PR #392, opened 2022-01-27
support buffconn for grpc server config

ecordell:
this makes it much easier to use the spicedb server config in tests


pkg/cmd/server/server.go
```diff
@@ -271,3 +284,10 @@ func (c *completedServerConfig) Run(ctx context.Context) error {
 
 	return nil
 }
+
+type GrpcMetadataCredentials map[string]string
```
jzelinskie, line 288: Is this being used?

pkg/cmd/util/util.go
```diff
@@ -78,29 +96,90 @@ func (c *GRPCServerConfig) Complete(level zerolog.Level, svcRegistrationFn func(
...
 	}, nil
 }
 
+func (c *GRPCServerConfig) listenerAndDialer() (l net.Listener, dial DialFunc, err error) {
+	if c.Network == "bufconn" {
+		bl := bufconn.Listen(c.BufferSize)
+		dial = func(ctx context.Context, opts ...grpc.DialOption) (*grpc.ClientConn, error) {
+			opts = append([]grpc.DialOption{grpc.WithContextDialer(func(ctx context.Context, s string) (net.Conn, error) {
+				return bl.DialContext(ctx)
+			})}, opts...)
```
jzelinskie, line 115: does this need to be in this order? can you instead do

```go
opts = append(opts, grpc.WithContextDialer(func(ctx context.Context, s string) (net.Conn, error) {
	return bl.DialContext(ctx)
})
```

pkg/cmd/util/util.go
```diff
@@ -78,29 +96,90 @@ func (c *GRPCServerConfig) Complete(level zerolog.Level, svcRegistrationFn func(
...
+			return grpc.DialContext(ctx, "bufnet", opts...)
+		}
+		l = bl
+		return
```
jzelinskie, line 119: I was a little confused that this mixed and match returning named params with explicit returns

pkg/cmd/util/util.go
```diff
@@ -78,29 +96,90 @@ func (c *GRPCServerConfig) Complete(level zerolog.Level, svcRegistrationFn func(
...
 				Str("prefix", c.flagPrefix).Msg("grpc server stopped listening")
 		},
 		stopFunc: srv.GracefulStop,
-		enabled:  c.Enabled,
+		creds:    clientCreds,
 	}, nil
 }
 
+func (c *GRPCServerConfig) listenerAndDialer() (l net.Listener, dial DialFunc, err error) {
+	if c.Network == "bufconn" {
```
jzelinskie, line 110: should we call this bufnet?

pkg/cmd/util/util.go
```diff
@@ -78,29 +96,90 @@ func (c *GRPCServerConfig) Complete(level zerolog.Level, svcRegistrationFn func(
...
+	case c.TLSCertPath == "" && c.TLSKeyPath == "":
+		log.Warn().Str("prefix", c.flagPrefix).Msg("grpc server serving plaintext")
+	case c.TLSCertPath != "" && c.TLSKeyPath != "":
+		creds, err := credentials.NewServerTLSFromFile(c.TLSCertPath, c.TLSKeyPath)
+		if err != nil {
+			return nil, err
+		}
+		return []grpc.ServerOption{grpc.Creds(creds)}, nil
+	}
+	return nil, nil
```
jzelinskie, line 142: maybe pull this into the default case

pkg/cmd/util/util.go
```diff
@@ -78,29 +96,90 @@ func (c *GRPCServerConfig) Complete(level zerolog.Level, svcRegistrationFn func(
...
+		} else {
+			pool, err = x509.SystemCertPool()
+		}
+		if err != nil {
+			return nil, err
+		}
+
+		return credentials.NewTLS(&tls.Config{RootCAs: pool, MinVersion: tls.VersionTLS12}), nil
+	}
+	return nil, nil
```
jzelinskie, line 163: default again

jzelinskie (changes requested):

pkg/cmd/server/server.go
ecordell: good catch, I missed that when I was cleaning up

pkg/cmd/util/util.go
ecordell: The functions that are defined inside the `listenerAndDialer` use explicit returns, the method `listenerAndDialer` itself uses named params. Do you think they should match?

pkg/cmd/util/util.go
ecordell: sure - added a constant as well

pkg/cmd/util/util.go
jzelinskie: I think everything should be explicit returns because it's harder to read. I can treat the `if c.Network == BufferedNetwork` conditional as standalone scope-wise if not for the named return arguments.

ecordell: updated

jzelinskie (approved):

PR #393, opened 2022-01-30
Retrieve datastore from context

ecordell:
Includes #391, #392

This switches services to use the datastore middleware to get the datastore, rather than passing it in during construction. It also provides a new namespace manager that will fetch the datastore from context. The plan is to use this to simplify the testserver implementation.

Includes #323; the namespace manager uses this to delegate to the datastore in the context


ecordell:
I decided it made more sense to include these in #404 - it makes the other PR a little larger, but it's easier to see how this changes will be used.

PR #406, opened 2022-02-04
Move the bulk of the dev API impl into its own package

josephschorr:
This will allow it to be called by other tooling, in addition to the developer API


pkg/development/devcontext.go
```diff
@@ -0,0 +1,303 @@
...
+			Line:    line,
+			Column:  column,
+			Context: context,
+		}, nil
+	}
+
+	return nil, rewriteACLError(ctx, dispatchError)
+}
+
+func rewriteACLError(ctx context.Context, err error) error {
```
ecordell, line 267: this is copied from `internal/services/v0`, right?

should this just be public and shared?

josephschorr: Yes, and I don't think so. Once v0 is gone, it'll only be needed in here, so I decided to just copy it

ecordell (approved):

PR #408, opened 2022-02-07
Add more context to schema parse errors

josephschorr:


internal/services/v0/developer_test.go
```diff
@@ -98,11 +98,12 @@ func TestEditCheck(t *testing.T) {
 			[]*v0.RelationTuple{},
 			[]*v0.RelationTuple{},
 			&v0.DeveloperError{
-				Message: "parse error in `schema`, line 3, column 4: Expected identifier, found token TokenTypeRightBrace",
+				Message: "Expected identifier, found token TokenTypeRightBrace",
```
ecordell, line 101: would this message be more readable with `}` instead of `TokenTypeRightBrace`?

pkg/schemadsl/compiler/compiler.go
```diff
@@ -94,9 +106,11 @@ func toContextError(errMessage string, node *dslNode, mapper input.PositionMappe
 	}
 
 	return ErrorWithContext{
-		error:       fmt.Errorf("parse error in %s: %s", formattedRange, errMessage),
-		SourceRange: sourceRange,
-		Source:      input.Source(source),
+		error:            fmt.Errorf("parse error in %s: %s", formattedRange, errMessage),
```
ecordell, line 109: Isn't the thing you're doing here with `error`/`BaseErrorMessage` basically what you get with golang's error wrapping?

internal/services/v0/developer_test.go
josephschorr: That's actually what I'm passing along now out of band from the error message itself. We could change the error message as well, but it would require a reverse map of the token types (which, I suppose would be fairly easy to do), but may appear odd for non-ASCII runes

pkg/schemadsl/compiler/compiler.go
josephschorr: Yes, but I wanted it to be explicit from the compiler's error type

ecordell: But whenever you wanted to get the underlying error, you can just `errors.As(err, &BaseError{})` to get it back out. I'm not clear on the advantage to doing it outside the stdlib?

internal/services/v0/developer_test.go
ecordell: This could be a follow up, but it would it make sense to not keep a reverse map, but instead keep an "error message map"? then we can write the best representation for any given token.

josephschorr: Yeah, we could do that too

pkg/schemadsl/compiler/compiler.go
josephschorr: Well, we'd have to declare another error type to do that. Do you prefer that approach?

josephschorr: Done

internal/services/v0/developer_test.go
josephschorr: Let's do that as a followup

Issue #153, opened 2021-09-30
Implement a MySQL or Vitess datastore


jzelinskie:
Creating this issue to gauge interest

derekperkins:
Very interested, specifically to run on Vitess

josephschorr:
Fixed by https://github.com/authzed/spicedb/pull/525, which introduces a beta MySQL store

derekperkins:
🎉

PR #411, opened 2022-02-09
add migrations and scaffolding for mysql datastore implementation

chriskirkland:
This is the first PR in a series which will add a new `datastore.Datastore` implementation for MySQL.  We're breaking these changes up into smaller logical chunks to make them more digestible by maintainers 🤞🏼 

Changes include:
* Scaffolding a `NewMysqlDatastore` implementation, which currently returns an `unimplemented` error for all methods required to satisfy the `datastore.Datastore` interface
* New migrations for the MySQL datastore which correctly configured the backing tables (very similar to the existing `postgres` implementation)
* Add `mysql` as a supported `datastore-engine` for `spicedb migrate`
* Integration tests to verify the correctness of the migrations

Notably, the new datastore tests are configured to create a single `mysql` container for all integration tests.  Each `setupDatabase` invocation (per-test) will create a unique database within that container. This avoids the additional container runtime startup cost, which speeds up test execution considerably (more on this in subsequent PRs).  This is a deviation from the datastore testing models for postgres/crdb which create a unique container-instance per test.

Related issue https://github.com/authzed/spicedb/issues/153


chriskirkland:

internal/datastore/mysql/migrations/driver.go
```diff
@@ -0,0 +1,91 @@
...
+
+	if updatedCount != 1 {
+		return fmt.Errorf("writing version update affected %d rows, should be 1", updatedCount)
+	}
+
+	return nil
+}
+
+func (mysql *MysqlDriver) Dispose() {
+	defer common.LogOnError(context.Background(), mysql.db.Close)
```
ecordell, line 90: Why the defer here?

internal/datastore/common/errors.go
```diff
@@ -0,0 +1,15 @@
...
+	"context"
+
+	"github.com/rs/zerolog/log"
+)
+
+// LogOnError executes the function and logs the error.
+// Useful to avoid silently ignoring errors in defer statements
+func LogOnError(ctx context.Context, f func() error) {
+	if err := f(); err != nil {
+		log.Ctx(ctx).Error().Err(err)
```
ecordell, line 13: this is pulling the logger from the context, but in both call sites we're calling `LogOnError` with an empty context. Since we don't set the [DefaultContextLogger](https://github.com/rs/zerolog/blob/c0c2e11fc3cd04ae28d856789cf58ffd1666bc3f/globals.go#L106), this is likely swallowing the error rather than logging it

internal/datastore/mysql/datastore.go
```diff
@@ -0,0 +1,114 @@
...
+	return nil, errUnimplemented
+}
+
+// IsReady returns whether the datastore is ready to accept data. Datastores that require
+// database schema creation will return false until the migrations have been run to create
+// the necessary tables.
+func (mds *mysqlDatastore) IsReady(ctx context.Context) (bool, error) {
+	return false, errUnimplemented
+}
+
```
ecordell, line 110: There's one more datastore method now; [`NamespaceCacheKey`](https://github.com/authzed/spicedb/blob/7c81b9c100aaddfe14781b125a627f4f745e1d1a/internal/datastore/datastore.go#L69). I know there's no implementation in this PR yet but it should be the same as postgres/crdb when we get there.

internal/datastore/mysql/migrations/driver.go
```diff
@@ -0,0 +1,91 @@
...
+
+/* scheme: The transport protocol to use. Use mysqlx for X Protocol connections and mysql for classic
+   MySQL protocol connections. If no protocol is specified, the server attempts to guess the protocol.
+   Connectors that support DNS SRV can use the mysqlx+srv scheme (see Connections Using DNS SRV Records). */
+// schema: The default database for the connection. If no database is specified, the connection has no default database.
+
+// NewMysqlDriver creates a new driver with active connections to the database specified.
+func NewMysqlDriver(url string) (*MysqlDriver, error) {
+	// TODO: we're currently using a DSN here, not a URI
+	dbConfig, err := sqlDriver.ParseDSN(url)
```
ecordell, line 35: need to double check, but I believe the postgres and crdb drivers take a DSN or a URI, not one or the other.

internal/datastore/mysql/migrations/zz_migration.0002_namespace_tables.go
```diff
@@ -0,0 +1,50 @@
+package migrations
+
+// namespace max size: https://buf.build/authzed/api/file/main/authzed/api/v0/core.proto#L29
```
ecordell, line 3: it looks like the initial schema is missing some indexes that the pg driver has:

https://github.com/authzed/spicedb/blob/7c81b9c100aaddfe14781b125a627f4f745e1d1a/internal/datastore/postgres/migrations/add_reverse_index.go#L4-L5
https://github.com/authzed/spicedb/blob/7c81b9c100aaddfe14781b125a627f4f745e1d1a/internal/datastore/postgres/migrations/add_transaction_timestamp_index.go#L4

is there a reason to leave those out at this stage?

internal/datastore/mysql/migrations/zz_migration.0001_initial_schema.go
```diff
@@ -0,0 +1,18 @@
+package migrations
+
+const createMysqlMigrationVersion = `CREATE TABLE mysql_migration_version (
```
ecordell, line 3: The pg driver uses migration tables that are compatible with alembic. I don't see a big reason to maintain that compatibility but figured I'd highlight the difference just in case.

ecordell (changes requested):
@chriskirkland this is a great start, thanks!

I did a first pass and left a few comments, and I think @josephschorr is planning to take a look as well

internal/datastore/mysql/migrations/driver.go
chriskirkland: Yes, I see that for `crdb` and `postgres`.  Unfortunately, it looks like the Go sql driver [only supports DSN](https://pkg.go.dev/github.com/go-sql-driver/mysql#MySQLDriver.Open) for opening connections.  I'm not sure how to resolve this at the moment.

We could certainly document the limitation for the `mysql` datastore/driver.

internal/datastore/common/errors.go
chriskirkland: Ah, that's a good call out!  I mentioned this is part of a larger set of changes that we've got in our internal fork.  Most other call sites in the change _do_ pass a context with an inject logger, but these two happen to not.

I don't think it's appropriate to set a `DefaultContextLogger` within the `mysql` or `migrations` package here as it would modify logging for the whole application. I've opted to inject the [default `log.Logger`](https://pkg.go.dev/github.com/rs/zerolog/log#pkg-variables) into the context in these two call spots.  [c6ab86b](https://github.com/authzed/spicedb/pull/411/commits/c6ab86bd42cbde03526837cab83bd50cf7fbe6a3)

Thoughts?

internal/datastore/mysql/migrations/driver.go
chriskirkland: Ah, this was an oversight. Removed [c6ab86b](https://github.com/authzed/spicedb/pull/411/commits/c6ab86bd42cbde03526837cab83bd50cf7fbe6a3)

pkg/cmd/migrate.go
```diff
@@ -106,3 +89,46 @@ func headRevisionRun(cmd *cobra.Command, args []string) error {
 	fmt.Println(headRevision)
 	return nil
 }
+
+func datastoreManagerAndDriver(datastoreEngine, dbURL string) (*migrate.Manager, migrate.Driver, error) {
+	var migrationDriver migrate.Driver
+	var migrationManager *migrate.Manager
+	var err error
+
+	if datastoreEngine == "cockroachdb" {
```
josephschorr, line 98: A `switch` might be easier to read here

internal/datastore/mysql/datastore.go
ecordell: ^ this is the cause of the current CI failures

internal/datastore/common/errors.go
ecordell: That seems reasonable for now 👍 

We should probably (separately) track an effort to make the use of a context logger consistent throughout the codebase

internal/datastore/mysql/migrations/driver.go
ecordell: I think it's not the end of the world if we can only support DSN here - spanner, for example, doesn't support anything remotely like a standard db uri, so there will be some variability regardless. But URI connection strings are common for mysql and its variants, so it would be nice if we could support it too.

▶ _TASK_: When a line above includes the word "makes", please list that line.

▶ _ANSWER FOR THE TASK_:
this makes it much easier to use the spicedb server config in tests
I decided it made more sense to include these in #404 - it makes the other PR a little larger, but it's easier to see how this changes will be used.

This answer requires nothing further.